[EXTRACTED MATERIAL]
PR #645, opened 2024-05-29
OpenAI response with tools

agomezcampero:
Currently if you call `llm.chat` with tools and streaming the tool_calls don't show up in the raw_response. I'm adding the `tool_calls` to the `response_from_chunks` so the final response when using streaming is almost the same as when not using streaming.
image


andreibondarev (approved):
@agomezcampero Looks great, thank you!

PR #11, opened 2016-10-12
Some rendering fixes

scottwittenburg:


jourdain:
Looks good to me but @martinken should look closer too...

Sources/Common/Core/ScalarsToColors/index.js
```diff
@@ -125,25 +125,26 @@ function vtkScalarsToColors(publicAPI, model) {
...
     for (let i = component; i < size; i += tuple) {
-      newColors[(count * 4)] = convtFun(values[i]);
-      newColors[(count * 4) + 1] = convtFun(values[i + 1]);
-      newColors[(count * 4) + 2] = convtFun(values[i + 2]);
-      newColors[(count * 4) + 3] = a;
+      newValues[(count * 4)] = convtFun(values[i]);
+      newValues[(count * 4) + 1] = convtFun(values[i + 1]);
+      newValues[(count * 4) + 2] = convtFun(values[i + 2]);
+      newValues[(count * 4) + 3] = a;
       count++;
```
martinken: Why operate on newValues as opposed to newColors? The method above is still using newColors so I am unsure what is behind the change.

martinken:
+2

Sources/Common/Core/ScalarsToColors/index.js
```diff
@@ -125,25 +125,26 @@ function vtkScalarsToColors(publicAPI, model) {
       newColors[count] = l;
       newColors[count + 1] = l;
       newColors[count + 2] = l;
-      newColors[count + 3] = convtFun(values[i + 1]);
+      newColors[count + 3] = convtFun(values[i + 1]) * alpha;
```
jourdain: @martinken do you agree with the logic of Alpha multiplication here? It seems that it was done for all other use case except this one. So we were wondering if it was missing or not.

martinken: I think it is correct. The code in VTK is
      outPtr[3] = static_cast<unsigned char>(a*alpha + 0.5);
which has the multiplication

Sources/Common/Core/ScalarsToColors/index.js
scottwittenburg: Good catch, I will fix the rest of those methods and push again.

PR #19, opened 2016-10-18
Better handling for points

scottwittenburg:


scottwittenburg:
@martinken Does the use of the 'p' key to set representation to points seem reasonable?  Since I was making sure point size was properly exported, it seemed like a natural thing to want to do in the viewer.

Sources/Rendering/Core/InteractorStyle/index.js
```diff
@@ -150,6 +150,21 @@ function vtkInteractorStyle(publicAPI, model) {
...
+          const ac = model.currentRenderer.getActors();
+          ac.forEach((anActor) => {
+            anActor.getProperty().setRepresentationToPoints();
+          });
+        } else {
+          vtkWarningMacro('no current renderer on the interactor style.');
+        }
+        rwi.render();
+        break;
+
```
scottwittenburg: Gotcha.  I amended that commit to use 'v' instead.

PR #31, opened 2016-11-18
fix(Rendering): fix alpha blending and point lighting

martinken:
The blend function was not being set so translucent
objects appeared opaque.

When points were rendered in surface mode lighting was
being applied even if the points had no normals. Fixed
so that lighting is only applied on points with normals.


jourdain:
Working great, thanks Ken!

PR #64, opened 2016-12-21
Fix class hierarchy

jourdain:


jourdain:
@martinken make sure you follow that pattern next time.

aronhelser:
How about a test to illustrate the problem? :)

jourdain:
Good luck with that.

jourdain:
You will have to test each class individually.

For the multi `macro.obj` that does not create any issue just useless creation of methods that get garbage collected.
[/EXTRACTED MATERIAL]
▶ [EXERCISE DIRECTIONS]
Locate and copy each line in the data above that includes the word "applied".

▶ [SOLUTION]
being applied even if the points had no normals. Fixed
so that lighting is only applied on points with normals.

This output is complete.